__PROBLEM__
Take the lines below between the one holding "Users still using" and the one holding "[Ktlint](https://github.com/shyiko/ktlint) is a", inclusive, and copy them exactly. Add nothing.

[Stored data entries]

PR #177, opened 2019-03-09
Make test-projects runnable without test-kit

mr-archano:
### Problem

When a test-project fails is not possible at the moment just running that single project again, because of the way `GradleRunner` is using the `java-gradle-plugin` to inject the plugin into the classpath of the build.

### Solution

Simply get rid of `java-gradle-plugin` and use composite builds instead. In order to achieve that I have introduced a Gradle project including the `main` sourceset of `plugin`. This project is then used by the test projects using a simple `dependencySubsitution` rule in their `settings.gradle`.


mr-archano:
Yes it does, I already checked :)

PR #183, opened 2019-04-13
Remove afterEvaluate together with support for older versions of Ktlint plugin

### LINKED ISSUE #156: Remove project.afterEvaluate in KtlintConfigurator
`project.afterEvaluate` was needed for the older versions of Ktlint. 

Now it is not needed. It is not so easy to conditionally put it whenever an older version is used. So, I'm suggesting to just remove it. If removed versions 6.+ would be supported by default.

Users still using the old version would need to put `afterEvaluate` themselves. I guess we can make it clear on release notes.

tasomaniac:
`afterEvaluate` usage is not good since it requires the clients to use `afterEvaluate` in certain conditions. 

This was required initially because ktlint plugin itself was using it. That is fixed quite a while ago. 

## Solution: 

- Remove `afterEvaluate`
- Remove older version support for ktlint
- Update the docs to indicate that we support version 6 and above

Fixes #156

### DIFF
--- a/docs/tools/ktlint.md
+++ b/docs/tools/ktlint.md
@@ -2,6 +2,8 @@
 [Ktlint](https://github.com/shyiko/ktlint) is a linter for Kotlin with a built-in formatter. It does not support Java. Adding 
 this tool only makes sense when you have Kotlin sources in your project. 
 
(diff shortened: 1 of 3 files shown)


tasomaniac:
Yes, just fixed it. 🙌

__WORKED SOLUTION__
Users still using the old version would need to put `afterEvaluate` themselves. I guess we can make it clear on release notes.

tasomaniac:
`afterEvaluate` usage is not good since it requires the clients to use `afterEvaluate` in certain conditions. 

This was required initially because ktlint plugin itself was using it. That is fixed quite a while ago. 

## Solution: 

- Remove `afterEvaluate`
- Remove older version support for ktlint
- Update the docs to indicate that we support version 6 and above

Fixes #156

### DIFF
--- a/docs/tools/ktlint.md
+++ b/docs/tools/ktlint.md
@@ -2,6 +2,8 @@
 [Ktlint](https://github.com/shyiko/ktlint) is a linter for Kotlin with a built-in formatter. It does not support Java. Adding 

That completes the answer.